Jurgen bey biography of alberta
But you can also imagine that such behaviour is much better understood by dancers. So maybe we should investigate how to dance through space to be able to have people get from their trains to their trams. So how can design inspire social action? It rephrases the question: How do we actually change our public space if social behaviour becomes more important than statistics?
Then besides questioning our engineers, we also have to question our culture-makers and our writers: What kind of language is best suited to be on a train station? Or ask dancers what kind of movement would help people to interact better than we did before. How can design teach someone to dream differently? Basically by being confronted with different possibilities.
So I think through design, you are able to rephrase questions and to make the context really different. Therefore you experience things differently and you grow differently. The material shrinks around the different pieces and forms a smooth elastic skin, giving them an entirely new appearance. By cross-breeding and grafting, products and materials of a different nature can merge and develop into new products.

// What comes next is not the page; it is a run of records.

PR #34, opened 2026-05-11
Fix array.view dtype resolution, typing, and lowering

VijayKandiah:
### Summary
- Route `array.view()` dtype resolution through the `to_mlir_type` singledispatch instead of the bare `np_dtype_to_mlir_type` handler, making externally-registered type converters reachable
- Short-circuit same-element-type views as a no-op to avoid emitting an identity `tensor.bitcast` that downstream MLIR pass `one-shot-bufferize` cannot handle
- Fix `NumpyArrayViewMethodTemplate` to return `Array(new_dtype, ndim, layout)` instead of the receiver's type, so the view carries the correct element type through typing and into lowering
- Replace the `tensor.bitcast` lowering path with a `unrealized_conversion_cast` between memref types, which resolves cleanly through the MLIR pass pipeline that includes `one-shot-bufferize`
- Add 3 new tests:
  - `test_array_view_same_dtype` — `int64` viewed as `int64`
  - `test_array_view_reinterpret_dtype` — `float32` viewed as `int32`
  - `test_array_view_custom_dtype` — custom boxed dtype via `@to_mlir_type.register`

### DIFF
--- a/src/numba_cuda_mlir/typing/numpy.py
+++ b/src/numba_cuda_mlir/typing/numpy.py
@@ -990,14 +990,7 @@ class NumpyArrayViewMethodTemplate(AbstractTemplate):
         if len(args) == 1:
             arr = self.this
             dtype = args[0]
-
-            if isinstance(dtype, types.DTypeSpec):
-                element_type = dtype.dtype
-            elif isinstance(dtype, types.NumberClass):
-                element_type = dtype.dtype
-            else:
-                element_type = dtype
-
+            element_type = dtype.dtype if isinstance(dtype, types.DTypeSpec) else dtype
             ret = types.Array(element_type, arr.ndim, arr.layout)
             return signature(ret, dtype, recvr=self.this)
         return None
--- a/src/numba_cuda_mlir/typing/numpy.py
+++ b/src/numba_cuda_mlir/typing/numpy.py
@@ -990,8 +990,16 @@ class NumpyArrayViewMethodTemplate(AbstractTemplate):
         if len(args) == 1:
             arr = self.this
             dtype = args[0]
-            # Return array with potentially different dtype
-            return signature(arr, dtype, recvr=self.this)
+
+            if isinstance(dtype, types.DTypeSpec):
+                element_type = dtype.dtype
+            elif isinstance(dtype, types.NumberClass):
+                element_type = dtype.dtype
+            else:
+                element_type = dtype
+
+            ret = types.Array(element_type, arr.ndim, arr.layout)
+            return signature(ret, dtype, recvr=self.this)
         return None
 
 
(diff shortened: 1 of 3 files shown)


src/numba_cuda_mlir/typing/numpy.py
```diff
@@ -990,8 +990,9 @@ def generic(self, args, kws):
         if len(args) == 1:
             arr = self.this
             dtype = args[0]
-            # Return array with potentially different dtype
-            return signature(arr, dtype, recvr=self.this)
+            element_type = dtype.dtype if isinstance(dtype, types.DTypeSpec) else dtype
```
ZzEeKkAa, line 993:
```suggestion
            parsed_dtype = parse_dtype(dtype)
            retty = arr.copy(dtype=parsed_dtype)
            # Return array with potentially different dtype
            return signature(retty, dtype, recvr=self.this)
```

With this import on top

```python
from numba_cuda_mlir.numba_cuda.typing.npydecl import parse_dtype
```

In this way we will be actually aligned with others dtype behavior, like at local/shared array

ZzEeKkAa: Here is the reference implementation of `parse_dtype`. It also handles string (like `dtype="i32"`) and `TypeRef` (Used when a type is passed as a value.)


```python
def parse_dtype(dtype):
    """
    Return the dtype of a type, if it is either a DtypeSpec (used for most
    dtypes) or a TypeRef (used for record types).
    """
    if isinstance(dtype, types.DTypeSpec):
        return dtype.dtype
    elif isinstance(dtype, types.TypeRef):
        return dtype.instance_type
    elif isinstance(dtype, types.StringLiteral):
        dtstr = dtype.literal_value
        try:
            dt = np.dtype(dtstr)
        except TypeError:
            msg = f"Invalid NumPy dtype specified: '{dtstr}'"
            raise TypingError(msg)
        return from_dtype(dt)
```

Jlisowskyy (approved):
Looks good! It definitely solves all three issues I reported, but two major problems are left unresolved. First, it will fail for bitwidth changes (e.g., a view from complex64 to float32). Second, it will fail when view() is performed on a shared memory array, which will result in a runtime error. Both of these issues are addressed in #35, but those changes are more complex. I'm fine with merging this now and working on the remaining issues afterward

VijayKandiah:
> Looks good! It definitely solves all three issues I reported, but two major problems are left unresolved. First, it will fail for bitwidth changes (e.g., a view from complex64 to float32). Second, it will fail when view() is performed on a shared memory array, which will result in a runtime error. Both of these issues are addressed in #35, but those changes are more complex. I'm fine with merging this now and working on the remaining issues afterward

Sounds good, let's get this in first.

PR #35, opened 2026-05-11
Full .view() implementation including dtype bitwidth change

Jlisowskyy:
This PR completes ndarray.view(dtype) lowering on the MLIR backend, including dtype changes that alter element bitwidth. Motivation: while enabling cuFFTDx in nvmath-python I produced this implementation - it passes the new test suite added here and the nvmath-python tests run cleanly on top of it.

AI summary of changes:
Code changes

- src/numba_cuda_mlir/lowering/numpy.py:959 — Rewrote lower_array_view_cg. Now handles three cases:
  - Same dtype → no-op store.
  - Same bitwidth, different dtype → unrealized_conversion_cast (pure retype).
  - Different bitwidth → extract_strided_metadata + recomputed offset/sizes/strides through reinterpret_cast on the appropriate axis, with new helper _view_transform_axis.
- src/numba_cuda_mlir/typing/numpy.py:990 — NumpyArrayViewMethodTemplate now returns a properly typed types.Array whose dtype reflects the target element type (unwraps DTypeSpec / NumberClass), instead of returning the original array type.
- src/numba_cuda_mlir/lowering_utilities/__init__.py:150 — get_type_width fixes: complex is now 2 * element width (was element width only) and adds a VectorType case (product of shape × element width). Promotion rule for complex uses scalar-only widths to avoid double-counting.
- tests/test_array_methods.py — removed @pytest.mark.xfail on the prior view test (renamed test_array_view).
- tests/test_array_view.py (new, 295 lines) — full parametrized matrix.

What is supported

- Same-dtype .view() (identity).
- Same-width reinterpret of any rank (e.g. i32↔f32, u16↔i16, f64↔i64, including 3-D).
- Different-width .view() for 1-D arrays (narrowing and widening: i64→i8, i8→i32, f64→f32, …).
- Different-width .view() for "C" and "F" contiguous N-D arrays — adjusts the trailing axis for C, leading axis for F.
- "A" layout, rank ≥ 2 — runtime dispatch: picks the first axis with stride == 1; if none, sets the kernel ValueError error code.
- .view() after slicing (1-D and 2-D trailing-contiguous slice).
- Chained .view() calls (view-of-view).
- Half-precision (u16↔f16, f16 widening to i32) and special floats (±inf, nan, signed zeros) preserved bit-exactly.

Not covered / explicit failure paths

- 0-D arrays — raised at lowering (ValueError).
- "A" layout rank ≥ 2 with no unit-stride axis — runtime error code set, no transformation applied.


Jlisowskyy:
This approach could serve as inspiration for #34. If this code looks promising, I would be happy to work on it, or someone can take over from here

src/numba_cuda_mlir/lowering_utilities/__init__.py
```diff
@@ -150,7 +150,13 @@ def get_type_width(ty: ir.Type) -> int:
         case ir.FloatType():
             return ty.width
         case ir.ComplexType():
-            return ir.ComplexType(ty).element_type.width
+            return 2 * ir.ComplexType(ty).element_type.width
```
ZzEeKkAa, line 153: Nice. Should we add test somewhere to catch this. I feel like fix for the `get_type_width` (along with  `case ir.VectorType():`) deserve separate MR

src/numba_cuda_mlir/typing/numpy.py
```diff
@@ -990,8 +990,12 @@ def generic(self, args, kws):
         if len(args) == 1:
             arr = self.this
             dtype = args[0]
-            # Return array with potentially different dtype
-            return signature(arr, dtype, recvr=self.this)
+            element_type = (
+                dtype.dtype if isinstance(dtype, (types.DTypeSpec, types.NumberClass)) else dtype
```
ZzEeKkAa: `NumberClass` inherits from `DTypeSpec`, so we don't need to check both. Let's merge #34 first

tests/test_array_methods.py
```diff
@@ -20,8 +20,7 @@ def slicing(byte_arr: cuda.DeviceNDArray, start: int, stop: int, output: cuda.De
     assert output[0] == expect, f"output: {output} != {expect}"
 
 
-@pytest.mark.xfail
-def tests_array_view():
+def test_array_view():
```
ZzEeKkAa, line 23: I feel like this should be also part of #34 . I'm wondering how did the tests pass there, if it was marked `xfail`?

UPD: Ho, okay. It passed because prefix was `tests`, not `test`

atmnp:
#38 should help triage the internal compiler failures more easily in the future, it was added to the expensive benchmarks but forgotten in the regular test suite.

Jlisowskyy:
Apparently `test_reinterpret_array_type` is working now after applying the changes

atmnp (approved):

PR #36, opened 2026-05-12
Refactor: Replace VectorTypeStub with unified VectorType and VectorTypeClass

ZzEeKkAa:
### Overview
This MR simplifies the CUDA vector type architecture by eliminating the dynamically generated `VectorTypeStub` classes. 

Previously, the codebase maintained separate stub classes to act as user-facing constructors (e.g., `cuda.float32x2`), which added unnecessary indirection and complexity when resolving types for operations like `np.array.view()`. We now use `VectorType` instances directly as the user-facing objects, backed by a newly introduced `VectorTypeClass` in the Numba type system. This allows vector types to seamlessly act as both multi-argument constructors and standard `dtype` specifiers.

### Key Changes

* **Removed `VectorTypeStub`**: Completely removed the dynamically generated stub classes from `src/numba_cuda_mlir/cuda/vector_types.py`.
* **Direct `VectorType` Exports**: The `cuda` module now directly exposes instances of `VectorType` (e.g., `cuda.float32x2` is now a `VectorType` instance rather than a stub class).
* **Introduced `VectorTypeClass`**: Added `VectorTypeClass` in `typing/cuda_vector_types.py` to represent `VectorType` instances within Numba's type system. It is properly registered with Numba's data model manager (`OpaqueModel`).
* **Unified Type Resolution**: 
  * Updated `typeof_impl` to correctly map `VectorType` instances to `VectorTypeClass`.
  * Refactored constructor templates to build directly from `VectorType` instances.
  * Updated `typing/cuda.py` and `typing/numpy.py` to resolve attributes against the new `vector_types_by_name` and `vector_types_by_alias` dictionaries.
* **Lowering Updates**: Updated `lowering/cuda_vector_types.py` to register constructor lowering directly against the `_vector_types` list.
* **Test Suite Alignment**: Updated internal test references in `tests/numba_cuda_tests/cudapy/test_vector_type.py` to iterate over `_vector_types` instead of `_vector_type_stubs`.

### Impact
* **Cleaner Architecture**: Reduces the number of internal representations for vector types from three (Stub, internal Type, Numba Type) down to two (`VectorType` instance, `VectorTypeClass`).
* **Better NumPy Integration**: Makes it much more straightforward to use vector types as `dtype` arguments for operations like `array.view()`, aligning their behavior with standard types like `np.float32` or `np.complex64`.
* **Stability**: All existing unit tests and the full `numba_cuda_tests` suite pass with the new architecture.


src/numba_cuda_mlir/cuda/vector_types.py
```diff
@@ -93,32 +78,32 @@ def map_vector_type_stubs_to_alias(vector_type_stubs):
...
-# Export all stubs as module-level attributes
-for stub in _vector_type_stubs:
-    globals()[stub.__name__] = stub
-    for alias in stub.aliases:
-        globals()[alias] = stub
+vector_types_by_name = {vec_type.__name__: vec_type for vec_type in _vector_types}
+vector_types_by_alias = {}
+for vec_type in _vector_types:
+    for alias in vec_type.aliases:
+        vector_types_by_alias[alias] = vec_type
```
Jlisowskyy:
```suggestion
vector_types_by_alias = {alias: vec_type for vec_type in _vector_types for alias in vec_type.aliases}
```

src/numba_cuda_mlir/cuda/vector_types.py
```diff
@@ -45,37 +46,21 @@ def make_vector_type_stubs():
...
-
-    return vector_type_stubs
-
-
-def map_vector_type_stubs_to_alias(vector_type_stubs):
-    """Create C-compatible aliases for vector type stubs (e.g., float4 -> float32x4)."""
+        base_type = BASE_TYPE_MAP[prefix]
+        vec_type = VectorType(base_type, nelem)
+        vec_type._base_type_name = prefix  # Keep for alias mapping
+        vec_type._num_elements = nelem
```
Jlisowskyy: I belive base class already exposes such property by `length`

src/numba_cuda_mlir/cuda/vector_types.py
```diff
@@ -45,37 +46,21 @@ def make_vector_type_stubs():
...
+        vec_type.__name__ = f"{prefix}x{nelem}"
+        vec_type.aliases = []
+        vector_types.append(vec_type)
```
Jlisowskyy: We are losing an __init__() exception here, it may be confusing for the user

Jlisowskyy: Maybe we could create a subclass of `VectorType`. It would be a little more readable and robust

src/numba_cuda_mlir/typing/cuda_vector_types.py
```diff
@@ -13,50 +13,62 @@
...
+
+    @property
+    def dtype(self):
+        return self.instance_type
+
+    def get_call_type(self, context, args, kws):
+        return self._template(context).apply(args, kws)
+
+    def get_call_signatures(self):
+        return (), True
```
Jlisowskyy: I think this tuple should contain allowed signatures:
```
    @abstractmethod
    def get_call_signatures(self):
        """
        Returns a tuple of (list of signatures, parameterized)
        """
```

src/numba_cuda_mlir/typing/cuda_vector_types.py
```diff
@@ -13,50 +13,62 @@
...
-    "uint8": types.uint8,
-    "uint16": types.uint16,
-    "uint32": types.uint32,
-    "uint64": types.uint64,
-    "float16": types.float16,
-    "float32": types.float32,
-    "float64": types.float64,
-}
+    def get_impl_key(self):
+        return self.typing_key
```
Jlisowskyy: I think there is signature mismatch:
```
    @abstractmethod
    def get_impl_key(self, sig):
        """
        Returns the impl key for the given signature
        """
```

src/numba_cuda_mlir/typing/cuda_vector_types.py
```diff
@@ -131,19 +143,11 @@ def resolve_w(self, ty):
...
+# Register typeof_impl for all vector types so they can be used as closure variables
 
 
-for stub in _vector_type_stubs:
-    typeof.typeof_impl.register(stub)(_make_typeof_impl(stub))
+@typeof.typeof_impl.register(VectorType)
+def typeof_vector_type(val, c):
+    """Create a typeof implementation for a vector type."""
+    template = make_constructor_template(val)
+    return VectorTypeClass(val, template)
```
Jlisowskyy, line 155: Hmm, maybe we could cache the `VectorTypeClass` instead?

src/numba_cuda_mlir/cuda/vector_types.py
ZzEeKkAa: What do you mean? I guess we should just move this to VectorType.__init__?

src/numba_cuda_mlir/typing/cuda_vector_types.py
ZzEeKkAa: What do you mean?

VectorTypeClass is the type of type(VectorType instance)

src/numba_cuda_mlir/cuda/vector_types.py
Jlisowskyy: Oops, I combined two thoughts here. We could definitely do that, but it would require some refactoring of existing usages?. As for the exception, I just wanted to point out that we lose the stub's exception here

ZzEeKkAa: Please check how it looks now. I guess it should resolve this thread

src/numba_cuda_mlir/typing/cuda_vector_types.py
ZzEeKkAa: TBH, I have never touched it. Just asked AI to fill it properly. Please check if that something you would expect. It works as expected, so we can leave that for later refactoring

atmnp (approved):
LGTM, looks sane. @Jlisowskyy is this good to go?

src/numba_cuda_mlir/cuda/vector_types.py
Jlisowskyy: Looks great, thanks!

Jlisowskyy (approved):
LGTM

src/numba_cuda_mlir/typing/cuda_vector_types.py
Jlisowskyy: I was just wondering, is it sensible to cache the whole `VectorTypeClass`? Just looking to learn something here

ZzEeKkAa: I don't see the reason. Numba typing mechanism should be smart enough to avoid duplicates

PR #37, opened 2026-05-12
Add vector support for local and shared memory

ZzEeKkAa:
# Support VectorType as dtype for `cuda.local.array` and `cuda.shared.array`

## Summary
This PR adds support for using CUDA vector types (e.g., `cuda.float32x4`) as the `dtype` argument when allocating `cuda.local.array` and `cuda.shared.array`. 

Previously, the lowering decorators for local and shared arrays strictly expected `types.NumberClass` (or string literals) for the `dtype` argument, which caused compilation failures when passing vector types (which use `VectorTypeClass` inheriting from `types.DTypeSpec`).

## Changes
- **Broadened `dtype` support:** Updated the `@lower` decorators for `cuda.local_array` and `cuda.shared_memory` in `src/numba_cuda_mlir/lowering/cuda.py` to accept `types.DTypeSpec` instead of `types.NumberClass`. This allows any valid dtype specifier to be used, including `VectorTypeClass`.
- **Vector element assignment:** Registered `VectorType` in `lower_array_setitem` within `src/numba_cuda_mlir/lowering/numpy.py` so that vector elements can be correctly assigned to arrays (e.g., `arr[0] = cuda.float32x4(...)`).
- **Cleanup:** Removed duplicate lowering decorators for `cuda_local_array`.
- **Testing:** Added `test_vector_local_array` and `test_vector_shared_array` to `tests/numba_cuda_tests/cudapy/test_vector_type.py` to ensure vector types can be successfully allocated, written to, and read from in both memory spaces.

## Test Plan
- Ran the newly added `test_vector_local_array` and `test_vector_shared_array` tests successfully.
- Verified that `ruff check` passes.

Blocked by #36


Jlisowskyy (approved):
Looks good, pretty straightforward

atmnp (approved):

src/numba_cuda_mlir/lowering/cuda.py
```diff
@@ -302,43 +302,31 @@ def cuda_static_shared_memory(lower: MLIRLower, target, static_shape, dtype, ali
...
-@lower(cuda.shared.array, types.Tuple, types.NumberClass, types.IntegerLiteral)
-@lower(cuda.shared.array, types.Tuple, types.DType, types.IntegerLiteral)
+@lower(cuda.shared.array, types.Tuple, types.DTypeSpec, types.IntegerLiteral)
 @lower(cuda.shared.array, types.Tuple, types.StringLiteral, types.IntegerLiteral)
-@lower(cuda.shared.array, types.Tuple, types.NumberClass, types.NoneType)
-@lower(cuda.shared.array, types.Tuple, types.DType, types.NoneType)
+@lower(cuda.shared.array, types.Tuple, types.DTypeSpec, types.NoneType)
 @lower(cuda.shared.array, types.Tuple, types.StringLiteral, types.NoneType)
 def cuda_shared_memory(lower: MLIRLower, target, args: list[Any], kwargs: list[tuple[str, Any]]):
     shape, dtype, alignas = _extract_shape_and_dtype(*args, **dict(kwargs))
```
Jlisowskyy, line 332: I noticed one thing regarding alignment. The default is 8, but since vector types usually need specific alignments for specialized instructions, should we be enforcing that for them?

ZzEeKkAa: Array alignment is always greater or equal to 8. I think it is overkill and we should get rid of it. However it will be at least alignment of dtype, so no extra steps needed here

ZzEeKkAa: But what you said is true for the view. We either need to provide mechanism to prevent users from shooting into the leg, or warn them that with views they are on their own with alignment. The last option is fine, until we provide robust alignment support for all operations. I know there was some work around that in numba-cuda, but I'm not sure what is the current state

The woods of Oranienbaum are filled with felled trees scattered around. These trees could serves as giant benches by cross-breeding the trees with a number of different chairs ; an interaction between culture and nature.
Jurgen bey biography of alberta
The tree trunk is the seat, the bronze casts of chair backs transform it into a proper piece of furniture. In the past twenty years, Dutch design has become more and more ornamented, historically driven, and crafty. But that makes spaces so homey and messy. I think he was lucky to live in a period of upheaval. There are always moments in history, when designers are able to establish themselves easily with their own aesthetics, because they live between two periods.
My own work might have never been noticed either at another period of time. With his Crate furniture, Rietveld looked deep into the future, he anticipated the do-it-yourself movement and the idea of open design, where designers share their ideas. This furniture was socially driven. Jurgen Bey is a contemporary Dutch designer, his works are presented at Stardust.
He studied at the Design Academy Eindhoven and has since run studios independently or in collaboration with others, while teaching at the Design Academy Eindhoven in previous years, and currently, at the Royal College of Art in London. Bey's work includes product, furniture, interior and public space design, and is produced by his studio, or by companies such as Droog, Royal Tichelaar Makkum, and Moooi.
Bey is known as a critical designer, driven to understand the world and to question it in a unique manner.